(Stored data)
┄┄┄┄┄┄┄┄┄┄┄┄┄┄┄┄┄┄┄┄

PR #548, opened 2020-05-22
AGENT-401: Implement new send rate defaults and fallback switches

yanscalyr:
Updating the defaults for several configuration parameters as part of AGENT-396:

| Config option                | Old default | New default |
|------------------------------|-------------|-------------|
| max_allowed_request_size     | 1,048,576   | 5,900,000   |
| pipeline_threshold           | 1.1         | 0           |
| min_request_spacing_interval | 1.0         | 0.1 or 0?   |
| max_request_spacing_interval | 5.0         | 1.0 or 5?   |
| max_log_offset_size          | 5,242,880   | 200,000,000 |
| max_existing_log_offset_size | 104,857,600 | 200,000,000 |

These can be reverted using one of two new config options, setting `max_send_rate_enforcement` to `"legacy"` or `disable_max_send_rate_enforcement_overrides` to `true`.

The main use of `max_send_rate_enforcement`, which is to put an explicit limit on the upload rate of logs from the Agent, is not implemented in this PR.


Kami:
Is this ready for a review?

If / when it is, please add some more context, etc. to the PR description.

yanscalyr:
Not quite, considering all the failing tests especially. I'll mark it as draft for now

Kami:
Once the test issue has been solved, let's please also document this default values and behavior change in the upgrade notes.

scalyr_agent/configuration.py
```diff
@@ -223,6 +223,53 @@ def parse(self):
                 if https_server != server:
                     self.__config["scalyr_server"] = https_server
 
+            # Set defaults based on `max_send_rate_enforcement` value
+            if (
+                self.__config["max_send_rate_enforcement"] == "legacy"
+                or self.__config["disable_max_send_rate_enforcement_overrides"]
+            ):
+                if "max_allowed_request_size" not in self.__config:
+                    self.__config["max_allowed_request_size"] = 1048576
```
Kami, line 232: To make it easier to read it would be nice to use the NB to bytes notation we used before - ``1 * 1024 * 1024``

Kami: Same goes for other values.

Kami:
It appears 085b706 fixed the weird test failure issue we've been seeing.

It appears the issue was the same one we originally noticed after merging #466 and before merging #495.

This kinda makes sense because the symptoms were the same - some data / files were not getting ingested.

This could be explained if log handlers and filters some how got mixed up and some data was incorrectly filtered out.

At that time, I suggested the same fix, but #495 seemed to have worked as well so I was fine with it.

Looks like #495 didn't fully fix it though.

Why does this issue only happen in some situations / scenarios? No idea, likely timing related.

yanscalyr:
I can't figure out a way to get this working while also having debug logs printed to stdout when running unforked. For now we decided to live with no debug logs in stdout and will return to this issue later.

Kami:
> I can't figure out a way to get this working while also having debug logs printed to stdout when running unforked. For now we decided to live with no debug logs in stdout and will return to this issue later.

Yeah, this seems like a reasonable compromise.

At least now we know where the problem / root cause lies (StdoutFilter) and focus on this code path in the future when trying to fix.

Kami:
While looking into this, I noticed ``stdout_severity`` configuration option doesn't work correctly.

I fixed it in 4a44081.

I still need to add a changelog entry and some tests would be good as well :)

Kami:
While looking into this I was able to track down and reproduce yet another issue - bb9035987994394fe9cd7104bbe39df26b5f8b53.

This was reported by Imron quite a while ago, but I never encountered the issue myself until today.

That commit should fix that issue.

Kami:
Noticed and fixed yet another issue - d8a9baf976b86465c2a7030f630acb2c5b022302.

For details, please refer to the commit message, but basically that caused some log messages which were produced after calling close_handlers() and before agent actually shutting down being lost.

Before (lost messages):

```bash
2020-05-28 15:55:33.464Z DEBUG [core] [platform_posix.py:640] Received SIGTERM signal
2020-05-28 15:55:33.464Z DEBUG [core] [platform_posix.py:644] Invoking termination handler...
2020-05-28 15:55:33.465Z INFO [core] [agent_main.py:610] Received signal to shutdown, attempt to shutdown cleanly.
No handlers could be found for logger "scalyr_agent"
```

After (no lost messages):

```bash
2020-05-28 15:59:29.406Z DEBUG [core] [platform_posix.py:640] Received SIGTERM signal
2020-05-28 15:59:29.406Z DEBUG [core] [platform_posix.py:644] Invoking termination handler...
2020-05-28 15:59:29.408Z INFO [core] [agent_main.py:610] Received signal to shutdown, attempt to shutdown cleanly.
2020-05-28 15:59:29.413Z INFO [core] [agent_main.py:1534] agent_status launch_time="Thu May 28 15:59:22 2020 UTC" version="2.1.4" watched_paths=9 copying_paths=4 total_bytes_copied=41551 total_bytes_skipped=0 total_bytes_subsampled=0 total_redactions=0 total_bytes_failed=0 total_copy_request_errors=0 total_monitor_reported_lines=392 running_monitors=2 dead_monitors=0 user_cpu_=0.255594 system_cpu=0.062967 ram_usage=36068
2020-05-28 15:59:29.413Z DEBUG [core] [agent_main.py:1755] Shutting down monitors
2020-05-28 15:59:29.413Z INFO [core] [monitors_manager.py:187] Stopping monitor linux_system_metrics()
2020-05-28 15:59:29.414Z INFO [core] [monitors_manager.py:187] Stopping monitor linux_process_metrics(agent)
2020-05-28 15:59:29.461Z INFO [monitor:linux_process_metrics(agent)] [scalyr_monitor.py:292] Monitor has finished
2020-05-28 15:59:29.462Z INFO [monitor:linux_system_metrics()] [tcollector.py:1173] shutting down children
2020-05-28 15:59:29.670Z Level 4 [core] [scalyr_client.py:522] Response was received with body "{"bytesCharged":0,"status":"success"}"
2020-05-28 15:59:29.671Z DEBUG [core] [copying_manager.py:802] Sent 184 bytes and received response with status="success".
2020-05-28 15:59:29.672Z DEBUG [core] [copying_manager.py:709] At top of copy log files loop.
2020-05-28 15:59:29.672Z DEBUG [core] [copying_manager.py:1145] Getting batch of events to send. (pipelining=False)
2020-05-28 15:59:29.673Z DEBUG [core] [copying_manager.py:1242] Information for batch of events. (pipelining=False): bytes=973.0 files=4.0 lines=6.0
2020-05-28 15:59:29.673Z DEBUG [core] [copying_manager.py:759] Sending an add event request
```

yanscalyr:
There is a plan to loadtest these changes once the overall PR is done, there is a couple of options we need to settle on a real value for. In case you aren't aware here is the notion doc for these changes: https://www.notion.so/scalyr/Fixing-Skipped-Logs-Improved-Rate-Limiting-574924085be24aaab42e98beb375c017

For release notes I was planning to do that as its own PR to avoid annoying conflicts since we have a release planned before this makes it in, but honestly it probably wouldn't be that bad.

Kami:
@yanscalyr Ideally we would add corresponding changelog + release note entries in the PR which adds those changes, but adding it later is fine as well.

As far as notion document goes - yeah, I just talked about that to Steven earlier and checked the documentation so it should be fine.

scalyr_agent/configuration.py
```diff
@@ -223,6 +223,53 @@ def parse(self):
...
+                if "min_request_spacing_interval" not in self.__config:
+                    self.__config["min_request_spacing_interval"] = 1.0
+                if "max_request_spacing_interval" not in self.__config:
+                    self.__config["max_request_spacing_interval"] = 5.0
+                if "max_log_offset_size" not in self.__config:
+                    self.__config["max_log_offset_size"] = 5 * 1024 * 1024
+                if "max_existing_log_offset_size" not in self.__config:
+                    self.__config["max_existing_log_offset_size"] = 100 * 1024 * 1024
+            else:
+                if "max_allowed_request_size" not in self.__config:
```
czerwingithub, line 244: Sorry if it wasn't clear from the spec, but these values (like `5900000`) should be used no matter what, even if the customer has some value defined in the config.

And yes, thinking about it, calling it "overriding defaults" is misleading in this way.  My apologies for that.

So, you shouldn't be doing any of the `not in self.__config` checks.

scalyr_agent/configuration.py
```diff
@@ -1500,10 +1568,27 @@ def __verify_main_config_and_apply_defaults(
...
+            description,
+            apply_defaults,
+            env_aware=True,
+        )
+
         self.__verify_or_set_optional_int(
             config,
             "max_allowed_request_size",
-            1 * 1024 * 1024,
+            None,
```
czerwingithub, line 1591: Still set the defaults here.  Do that here and below.

scalyr_agent/platform_posix.py
```diff
@@ -634,10 +634,14 @@ def handle_terminate(signal_num, frame):
 
             It takes care of invoking the agent termination handler function.
             """
-            logger.debug("Received SIGTERM signal")
+            # Termination handler will cause log handlers to be closed so we need to check if they
+            # are still opened before trying to log a message.
+            if not scalyr_logging.HANDLERS_CLOSED:
```
czerwingithub, line 639: @Kami Are we getting an error if the handlers are closed?  I would think we want to handle that error down in the logger classes then.  If we are getting an error, it sounds like we are trying to write to a closed handler.

tests/unit/configuration_test.py
```diff
@@ -2376,3 +2389,45 @@ def test___verify_or_set_optional_string_with_valid_values(self):
...
+        self.assertIsNone(config.parsed_max_send_rate_enforcement)
+
+        self.assertEquals(config.max_allowed_request_size, 1048576)
+        self.assertEquals(config.pipeline_threshold, 1.1)
+        self.assertEquals(config.min_request_spacing_interval, 1.0)
+        self.assertEquals(config.max_request_spacing_interval, 5.0)
+        self.assertEquals(config.max_log_offset_size, 5242880)
+        self.assertEquals(config.max_existing_log_offset_size, 104857600)
+
+    def test_disable_max_send_rate_enforcement_overrides(self):
```
czerwingithub, line 2414: Also add a test case that verifies that if `max_send_rate_enforcement` is set to `unlimited` and you have values set in the configuration file for all of these parameters, then you still get the unlimited settings.

scalyr_agent/platform_posix.py
Kami: Correct, we will see a bunch of messages like this on SIGTERM in some situations when agent is busy and doesn't shut down immediately in first SIGTERM (bb9035987994394fe9cd7104bbe39df26b5f8b53):

```bash
IOError: [Errno 0] Error
Logged from file platform_posix.py, line 637
  File "/usr/local/lib/python2.7/logging/__init__.py", line 889, in emit
    stream.write(fs % msg)
```

When shutting down the agent using agent_main.py stop we try to send SIGTERM for up to 5 seconds (with 0.01 second delay in between) before sending SIGKILL if the agent still didn't shut down after this period has passed.

And the first SIGTERM signal invocation will cause log handlers to be closed so subsequent logger messages will fail.

Another option would also be to have some global variable which indicates if SIGTERM handler function has already be called and do a no-op if it has.

czerwingithub: But, if a log handler has been closed, why hasn't it been removed?  In my mental model of how the Python logging modules work... you insert messages to be logged, there's some dispatching logic, and a set of handlers decide which messages they will emit.  If we close a handler, I would think it should have been removed from the list of handlers that can emit logs.  Is that not the case, or am I not understanding something?

scalyr_agent/configuration.py
```diff
@@ -223,6 +223,58 @@ def parse(self):
...
+                )
+                self._warn_of_override_due_to_rate_enforcement(
+                    "max_log_offset_size", 5 * 1024 * 1024
+                )
+                self._warn_of_override_due_to_rate_enforcement(
+                    "max_existing_log_offset_size", 100 * 1024 * 1024
+                )
+
+                if self.__config["max_send_rate_enforcement"] == "legacy":
+                    self.__config["max_allowed_request_size"] = 1024 * 1024
```
czerwingithub, line 248: Ok... what happens here if the customer has set a value for `max_allowed_request_size`?  If `legacy` is selected, then we should either use the old default value or the value from the configuration file if it has been set.

yanscalyr: Currently it forces the old default value (I should add a test for that too actually).

czerwingithub: Right, but we want it do is:  if `legacy` is selected, first use the value from the configuration file, or if there is not a value, the old default value.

┄┄┄┄┄┄┄┄┄┄┄┄┄┄┄┄┄┄┄┄

Problem to solve
Wherever a line above contains the string "attempt", copy that line.

Solution to this task
2020-05-28 15:55:33.465Z INFO [core] [agent_main.py:610] Received signal to shutdown, attempt to shutdown cleanly.
2020-05-28 15:59:29.408Z INFO [core] [agent_main.py:610] Received signal to shutdown, attempt to shutdown cleanly.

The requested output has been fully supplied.